> ASSIGNMENT
Using the records that follow, copy every line containing the word "Author".

[Records from a collection]
Issue #8813, opened 2022-06-23
More useful facet displays for dates


adam3smith:
**What kind of user is the feature intended for?**
Data re-user

**What inspired the request?**
Improving data findability on QDR; User feedback

**What existing behavior do you want changed?**
Display of dates in facets: Currently, dates are simply displayed as individually, filterable years in the facet. That's un-intuitive, imprecise, and diverges from standard behavior in other search interfaces (that's why, I assume, date is rarely used as a facet in existing Dataverse)

**Any brand new behavior do you want to add to Dataverse?**
Some version of a date-range selector. Here are some implementations from other catalogs:
[Princeton library discovery layer ](https://catalog.princeton.edu/catalog?utf8=%E2%9C%93&search_field=all_fields&q=testing)(cool visual + number implementation):
![image](https://user-images.githubusercontent.com/128986/175392379-80341e63-ae10-48fb-8c80-54c7ba9b466c.png)

[Summons library discovery layer](https://syracuse.summon.serialssolutions.com/#!/search?ho=t&include.ft.matches=f&fvf=ContentType,Book%20%2F%20eBook,f%7CContentType,Dissertation,f%7CContentType,Book%20Chapter,f%7CContentType,Government%20Document,f&l=en&q=testing) -- has exact date input and common intervals
![image](https://user-images.githubusercontent.com/128986/175392635-c6c919f8-9754-4d26-9476-1de4b0117667.png)

[UK Data](https://beta.ukdataservice.ac.uk/datacatalogue/studies/?Search=testing#!?Search=testing&Page=1&Rows=10&Sort=1&DateFrom=440&DateTo=2022 - barebones implementation but wanted to include a data repository)
![image](https://user-images.githubusercontent.com/128986/175392797-91a385e9-6023-47ee-a3d7-29eae85c2017.png)

**Any related open or closed issues to this feature request?**
No

pdurbin:
Related:

- https://github.com/IQSS/dataverse-frontend/issues/278

pdurbin:
Please see this new PR:

- https://github.com/IQSS/dataverse/pull/10887

Issue #370, opened 2014-07-09
Index: Index according to data type to facilitate range facets and queries.


eaquigley:
---

Author Name: **Kevin Condon** (@kcondon)
Original Redmine Issue: 3785, https://redmine.hmdc.harvard.edu/issues/3785
Original Date: 2014-03-27
Original Assignee: Philip Durbin

---

This ticket is a placeholder for indexing fields that contain something other than strings, eg. dates and floats, to support range queries for either facets or searches, depending on what is finally decided.

Example date: production date
Example float: Coverage Central Wavelength(m)

---

Related issue(s): #70, #485
Redmine related issue(s): [3478](https://redmine.hmdc.harvard.edu/issues/3478), [3900](https://redmine.hmdc.harvard.edu/issues/3900)

---

kcondon:
Closing as a duplicate and merging with #70.

pdurbin:
Please see this new PR:

- https://github.com/IQSS/dataverse/pull/10887

Issue #401, opened 2014-07-09
Add Range as a fieldType


eaquigley:
---

Author Name: **Gustavo Durand** (@scolapasta)
Original Redmine Issue: 3816, https://redmine.hmdc.harvard.edu/issues/3816
Original Date: 2014-04-04
Original Assignee: Steve Kraffmiller

---

None

---

Related issue(s): #368, #485
Redmine related issue(s): [3783](https://redmine.hmdc.harvard.edu/issues/3783), [3900](https://redmine.hmdc.harvard.edu/issues/3900)

---

scolapasta:
This is for fields like Timer period (start) and time oeriod (end) to define them as one field type instead of 2.

pdurbin:
Related: 

- #5370

poikilotherm:
At https://dataverse.zulipchat.com/#narrow/stream/379673-dev/topic/metadata.20validators.20per.20field I have outlined an idea how to make this happen using custom validators, so we could keep field types as data types. (A range is not a data type, but a constraint)

pdurbin:
We have at least partial support for this thanks to this PR @vera made:

- #10887

PR #10887, opened 2024-09-27
feat: index numerical and date fields in Solr with appropriate types + more targeted search result highlighting

vera:

Currently, all fields regardless of type are indexed in Solr as English text (`text_en`). With this PR, numerical and date fields are indexed in Solr with appropriate types:

| Field type defined in TSV  | Field type indexed in Solr |
| ------------- | ------------- |
| `int`  | `plong`  |
| `float` | `pdouble` |
| `date`  | `date_range` (`solr.DateRangeField`)  |

I chose to index dates as `DateRangeField` because they can be used to represent dates to any precision, e.g. a day YYYY-MM-DD, a month YYYY-MM or a year YYYY. See: [Date Formatting and Date Math :: Apache Solr Reference Guide](https://solr.apache.org/guide/solr/latest/indexing-guide/date-formatting-math.html)

This matches the [allowed formats in a date field as defined by Dataverse](https://guides.dataverse.org/en/latest/admin/metadatacustomization.html#fieldtype-definitions).

This means that range queries are now possible on numerical and date fields, e.g. `exampleIntegerField:[25 TO 50]` or `exampleDateField:[2000-11-01 TO 2014-12-01]`.

This PR implements ranged queries as discussed in #370 (issue was already closed)

This issue is related to #8813 and https://github.com/IQSS/dataverse-frontend/issues/278 (the range queries that are now possible lay the groundwork for a nicer search facet UI)

For testing, I've created a sample TSV containing all relevant fields [here](https://gist.github.com/vera/56d27968671fee80fae4b9fab95b1cad).

## Regression Testing

- On a server running "develop", publish some datasets that use the affected fields mentioned in the release note (coverage.Depth, etc.). Be sure dates, integers and floats are all used by populating various different fields.
- Deploy this branch
- Test, test, test for any regressions

## Feature testing

1. Load sample TSV and update + reload Solr schema [as described in docs](https://guides.dataverse.org/en/latest/admin/metadatacustomization.html)
2. In the UI:
   1. Activate metadata block
   2. Activate facets for all three fields
   3. Create dataset with values in all three fields
3. Run test range queries via the search bar, e.g. `exampleIntegerField:[25 TO 50]` or `exampleDateField:[2000-11-01 TO 2014-12-01]`
4. Check that facets are working correctly

Facets still look the same as before. There is only a small change in the highlighting of search results, see my comment below

Yes, there should be an info text describing the new feature + instructions for how to activate the feature:

* the Solr schema.xml needs to be updated
* all datasets need to be reindexed

**Additional documentation**:

/


vera:
Additionally, I've set `hl.requireFieldMatch` to `true`:

> If false, all query terms will be highlighted for each field to be highlighted (hl.fl) no matter what fields the parsed query refer to. If set to true, only query terms aligning with the field being highlighted will in turn be highlighted.

https://solr.apache.org/guide/solr/latest/query-guide/highlighting.html

Two reasons:

1. Querying solr with a date range query with activated highlighting using the default (unified) highlighter without `requireFieldMatch` triggers a 500 error in Solr (see [my post on the Solr mailing list](https://lists.apache.org/thread/j18r2j4pwxo9nfc20jzfwlcsgs5t9tcm). My guess is that Solr is attempting to highlight the matched date range within fields in a nonsensical way which triggers the error)
2. I think this improves the highlighting of search results, previously a match of my search term is highlighted anywhere even if I limited my query to a specific field, e.g. here "replication" is also highlighted in the title even though I limited my search specifically to the description:

image

With this change, the highlighting is limited to specific fields if the query is:

image
image
image

johannes-darms:
@qqmyers Would it make sense to include this feature in the next release? It's a rahter small adaption that improve the serach experience.

pdurbin:
@johannes-darms it's a very cool feature that adds a lot of value, something I've wanted for years.

Let's see what @cmbz and @scolapasta think.

qqmyers:
One question - is it possible to enter or have legacy values that don't fit the new types that would break indexing?

cmbz:
2024/10/15: Added to sprint ready after conversation with @pdurbin

vera:
@qqmyers good question. When I tried to enter to invalid data (non-integer in an integer field, non-float in a float field, or non-date in a date field), I got the following errors via the UI:

image

...and via the API:

```{"status":"ERROR","message":"Validation Failed: Example integer field  is not a valid integer. (Invalid value:edu.harvard.iq.dataverse.DatasetFieldValueValue[ id=null ]), Example floating point field  is not a valid number. (Invalid value:edu.harvard.iq.dataverse.DatasetFieldValueValue[ id=null ]), Example date field  is not a valid date. \"yyyy\" is a supported format. (Invalid value:edu.harvard.iq.dataverse.DatasetFieldValueValue[ id=null ]).java.util.stream.ReferencePipeline$3@6e9605fb"}```

[The validator code seems to be quite old](https://github.com/IQSS/dataverse/blob/d039a108f992f170d5323a26a6d6f7dafb14029b/src/main/java/edu/harvard/iq/dataverse/DatasetFieldValueValidator.java#L26), so I don't know if there could be any installations with legacy invalid values entered before it was added.

However, looking at the validator code, I found that date fields allow some formats which are not documented: `YYYY` followed by `AD` or `BC`, a "Bracket format" (not familiar with this), and datetime formats (`yyyy-MM-dd'T'HH:mm:ss`, `yyyy-MM-dd'T'HH:mm:ss.SSS` and `yyyy-MM-dd HH:mm:ss`).

When I add a dataset using one of those formats and try to index it, the indexing fails. The Dataverse log shows an error like `dev_solr> org.apache.solr.common.SolrException: ERROR: [doc=dataset_2_draft] Error adding field 'exampleDateField'='2024-09-01 12:34:56' msg=Couldn't parse date because: Improperly formatted datetime: 2024-09-01 12:34:56` and the dataset is missing from the UI.

So, yes, there may be some installations with date field values using the above formats which would cause invisible datasets due to indexing errors. I am not sure how we should deal with this. Are those date formats intended to be officially fully supported?

If no, it might be OK to offer a workaround in the upgrade instructions like "Please ensure that all date fields containing legacy dates in formats other than `YYYY`, `YYYY-MM`, `YYYY-MM-DD`, or `YYYY-MM-DDThh:mm:ssZ` are not updated to the new `date_range` type in the Solr schema. Otherwise, datasets with these legacy dates will fail to index and disappear from your Dataverse page.".

If yes, this feature becomes a bit more complicated, because Solr does not support those date formats and we would need to work around that somehow.

**Comment by vera** [comment]
@pdurbin I've just added an API test for the range queries as you suggested.

**Comment by qqmyers** [comment]
I don't know what is required but I wouldn't be surprised if BC dates are something people want and want to have indexed. Perhaps @jggautier would know more about what legacy values exist and what's required. 
W.r.t. validation - I'd also make sure that the API calls don't allow bad values - I know there was newer validation code just added there. W.r.t. the code, I'd definitely suggest doing checks for int, float, date values when indexing or somehow assure that a bad legacy value can't break the overall submission and we just drop that field rather than have the dataset not index. (I didn't see such a check but I might have missed it).

**Comment by vera** [comment]
Solr does support BC dates, however in a different format than `YYYYBC`:

> `-0009` – The year 10 BC. A 0 in the year position is 0 AD, and is also considered 1 BC.
https://solr.apache.org/guide/solr/latest/indexing-guide/date-formatting-math.html

Is the code doing checks for API-submitted datasets different from the code doing the UI checks? I assumed it was both the same code I linked above, since the error messages are the same.

> I'd definitely suggest doing checks for int, float, date values when indexing or somehow assure that a bad legacy value can't break the overall submission and we just drop that field rather than have the dataset not index.

Yes, that would be nice.

**Comment by jggautier** [comment]
Hi all. I haven't been following this issue closely enough to contribute and won't have the time to catch up. But I agree with Jim and encourage folks to look into how these fields are being used now. My dataset at https://doi.org/10.7910/DVN/2SA6SN might be helpful for seeing who's using the fields in different ways. And the list of contacts in [our spreadsheet of Dataverse installations](https://docs.google.com/spreadsheets/d/1bfsw7gnHlHerLXuk7YprUT68liHfcaMxs1rFciA-mEo) might help for contacting particular installations to learn more.

**Comment by pdurbin** [comment]
Here's the related issue about BC dates:

- #10843

**Comment by vera** [comment]
I've just pushed a commit that implements the suggestion above (if encountering a bad legacy value in an int/float/date field, just drop that field, but index the rest of the dataset).

So, if a dataset contains a bad legacy value in an int/float/date field, this means that queries on that field will not yield that dataset, since the field hasn't been indexed. But for any other query, the dataset will still be found. (I've also added a test showing this)

I think this is a small limitation. And we could add BC support relatively easily in a future PR.

**Comment by pdurbin** [comment]
@vera I poked your PR today. I'm very excited about this feature. I started looking into how existing fields will be affected. Please take a look at this PR of suggestions:

- https://github.com/vera/dataverse/pull/1

Also, it's expected that range queries do not produce highlights, right? I'm getting hits but no highlights:

Screenshot 2024-11-15 at 5 08 14 PM
Screenshot 2024-11-15 at 5 08 09 PM

**Comment by vera** [comment]
Thank you! Yes, I think that's expected. I also haven't seen any highlighting for range queries, and didn't find any indication that Solr supports it in the documentation. I've just sent a mail to the Solr user mailing list to make sure. I'll take a look at your suggestions now. :)

**Comment by vera** [comment]
@pdurbin Suggestions looked good, I have merged them!

**Review by pdurbin — APPROVED** [review]
API tests are passing. I'm approving this. @vera please note that I added "regression testing" to "how to test this". I played around with an empty database (a new installation) but I didn't test with existing data.

One last thing I'll mention is that while working on this I created a pull request at #11024. I think it would be get the doc changes into the guides. I used them to update the Solr schema.xml file.

**Comment by ofahimIQSS** [comment]
I came across an issue while testing this in my local. 
After I load sample TSV and update + reload Solr schema [as described in docs](https://guides.dataverse.org/en/latest/admin/metadatacustomization.html).
1. Create a dataverse using the new Solr Metadata fields
2. Create a dataset within the same collection, ensuring solr metadata fields are populated as follows:
 Integer: 22 Float: 19 Date: 2024
3. Save and publish the dataset
4. Go back to search and try to find the dataset

Issue: Dataset does not display on the UI after publishishing

https://iqss.slack.com/files/U07NM5RQ0NB/F083GSANQKU/screen_recording_2024-12-03_at_1.29.58___pm.mov
[server.log.txt](https://github.com/user-attachments/files/17997514/server.log.txt)

**Comment by pdurbin** [comment]
@ofahimIQSS can you please provide more of server.log?

Also, let's add @vera to the PR to let her know you're having some trouble. Maybe she can help

**Comment by ofahimIQSS** [comment]
[serverlog.txt](https://github.com/user-attachments/files/17999259/serverlog.txt)
 attaching extended server.log file

**Comment by pdurbin** [comment]
@ofahimIQSS ah you're still re-testing. Yes, the error in your log...

`dev_solr> org.apache.solr.common.SolrException: ERROR: [doc=dataset_65] unknown field 'exampleDateField'\`

... means that you need to update your schema.xml file.

I'm not sure if this helps, but I added this one-liner...

`curl http://localhost:8080/api/admin/index/solr/schema | docker run -i --rm -v ./docker-dev-volumes/solr/data:/var/solr gdcc/configbaker:unstable update-fields.sh /var/solr/data/collection1/conf/schema.xml`

... to a PR I'm working on at #11024.

**Comment by ofahimIQSS** [comment]
Hi Vera - I’ve tried to validate this ticket but could not see the datasets after I publish them on my local. Steps to reproduce:

1. Build PR in local environment
2. Load the solr tsv file
3. Update Solr schema curl http://localhost:8080/api/admin/index/solr/schema | docker run -i --rm -v ./docker-dev-volumes/solr/data:/var/solr gdcc/configbaker:unstable update-fields.sh /var/solr/data/collection1/conf/schema.xml 
4. Clear all data from Solr and start Async Reindex based on https://guides.dataverse.org/en/6.4/admin/solr-search-index.html
5. Create a Collection with Solr Field Types Test Metadata
6. Create a dataset within the collection and publish
Issue: After publishing dataset, dataset is not appearing on the UI. Server.log file can be found below. 
[server.log.txt](https://github.com/user-attachments/files/18011696/server.log.txt)

**Comment by ofahimIQSS** [comment]
Overall, PR looks good. One observation I had was with the "Example Date Field". I can enter in a 2 digit value and save it as a date but the values specified for that field are (YYYY-MM-DD, YYYY-MM, or YYYY). 

image

**Comment by vera** [comment]
@ofahimIQSS thanks for testing! Yes, I am seeing the same behaviour. The document indexed in Solr for that metadata looks like this:

image

While `exampleFloatField` and `exampleIntegerField` are indexed, `exampleDateField` is not because "11" is an invalid date value (according to Solr).

I think this is a pre-existing bug in the [date field validation code](https://github.com/IQSS/dataverse/blob/d039a108f992f170d5323a26a6d6f7dafb14029b/src/main/java/edu/harvard/iq/dataverse/DatasetFieldValueValidator.java#L99) not caused by this PR. We might want to open an issue for that.

**Comment by pdurbin** [comment]
Hmm, this makes me wonder about two and three digit years from ancient history.

For example, the philosopher [Epictetus](https://en.wikipedia.org/wiki/Epictetus) was born in 50 and died in 135. It sounds like Dataverse doesn't want to index these as real dates. Do we have to pad them as 0050 and 0135? (I haven't tried this.)

This issue about BCE dates is related:

- #10843

To quote @vera from that issue, "Since the Solr search index underlying Dataverse supports BC dates (using the ISO 8601 format: 1 BC = +0000, 2 BC = -0001, and so on)."

**Comment by vera** [comment]
Yes, padding with zeroes seems to be the way intended by ISO8601/Solr. I just tried inputting "0011" instead of "11" and it indexes fine.

File: doc/release-notes/10887-solr-field-types.md [hunk 1]
```diff
@@ -0,0 +1,82 @@
...
+Additionally, search result highlighting is now more accurate, ensuring that only fields relevant to the query are highlighted in search results. If the query is specifically limited to certain fields, the highlighting is now limited to those fields as well.
+
+## Upgrade Instructions
+
+7\. Update Solr schema.xml file. Start with the standard v6.5 schema.xml, then, if your installation uses any custom or experimental metadata blocks, update it to include the extra fields (step 7a).
+
+Stop Solr (usually `service solr stop`, depending on Solr installation/OS, see the [Installation Guide](https://guides.dataverse.org/en/6.5/installation/prerequisites.html#solr-init-script)).
+
+```shell
+service solr stop
```
ofahimIQSS, line 46:
```suggestion
sudo service solr stop
```

doc/release-notes/10887-solr-field-types.md
```diff
@@ -0,0 +1,82 @@
...
+This change enables range queries when searching from both the UI and the API, such as `dateOfDeposit:[2000-01-01 TO 2014-12-31]` or `targetSampleActualSize:[25 TO 50]`.
+
+Dataverse administrators must update their Solr schema.xml (manually or by rerunning `update-fields.sh`) and reindex all datasets.
+
+Additionally, search result highlighting is now more accurate, ensuring that only fields relevant to the query are highlighted in search results. If the query is specifically limited to certain fields, the highlighting is now limited to those fields as well.
+
+## Upgrade Instructions
+
+7\. Update Solr schema.xml file. Start with the standard v6.5 schema.xml, then, if your installation uses any custom or experimental metadata blocks, update it to include the extra fields (step 7a).
+
```
ofahimIQSS, line 42:
```suggestion
Run the commands below as a non-root user.
```

doc/release-notes/10887-solr-field-types.md
```diff
@@ -0,0 +1,82 @@
...
+```shell
+service solr stop
+```
+
+Replace schema.xml
+
+```shell
+wget https://raw.githubusercontent.com/IQSS/dataverse/v6.5/conf/solr/schema.xml
+cp schema.xml /usr/local/solr/solr-9.4.1/server/solr/collection1/conf
```
ofahimIQSS, line 53:
```suggestion
sudo cp schema.xml /usr/local/solr/solr-9.4.1/server/solr/collection1/conf
```

doc/release-notes/10887-solr-field-types.md
```diff
@@ -0,0 +1,82 @@
...
+```
+
+Start Solr (but if you use any custom metadata blocks, perform the next step, 7a first).
+
+```shell
+service solr start
```
ofahimIQSS, line 59:
```suggestion
sudo service solr start
```

doc/release-notes/10887-solr-field-types.md
```diff
@@ -0,0 +1,82 @@
...
+```
+
+7a\. For installations with custom or experimental metadata blocks:
+
+Before starting Solr, update the schema to include all the extra metadata fields that your installation uses. We do this by collecting the output of the Dataverse schema API and feeding it to the `update-fields.sh` script that we supply, as in the example below (modify the command lines as needed to reflect the names of the directories, if different):
+
+```shell
+	wget https://raw.githubusercontent.com/IQSS/dataverse/v6.5/conf/solr/update-fields.sh
+	chmod +x update-fields.sh
+	curl "http://localhost:8080/api/admin/index/solr/schema" | ./update-fields.sh /usr/local/solr/solr-9.4.1/server/solr/collection1/conf/schema.xml
```
ofahimIQSS, line 69:
```suggestion
	curl "http://localhost:8080/api/admin/index/solr/schema" | sudo ./update-fields.sh /usr/local/solr/solr-9.4.1/server/solr/collection1/conf/schema.xml
```

ofahimIQSS:
Wanted to drop another observation (edge case) I found during testing related to display. When entering very long values in the meta data fields, the numbers go past the border instead of wrapping around. 
image
To test, populate the Solr Field Types Test Metadata as follows:
Integer: add as many 0's followed by a 2. ie. 0000...00002
Floating Point: 2.01000290329039 - copy and paste everything after the decimal to make it a long
Date: 2024-11-11 (or any valid date)

pdurbin:
@vera I'm afraid we had to bump the milestone to 6.6 but I think this feature will be very popular! Thanks again! ❤️

ofahimIQSS:
Testing Passed - Merging PR 

https://github.com/user-attachments/assets/37f50c13-3ab4-4cfc-b5e2-6efda9d66d73

pdurbin:
@vera and @ofahimIQSS can you please take a look at this follow-up PR I just made? Thanks.

- #11140

pdurbin:
Related:

- #401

> SOLUTION BELOW
Author Name: **Kevin Condon** (@kcondon)
Author Name: **Gustavo Durand** (@scolapasta)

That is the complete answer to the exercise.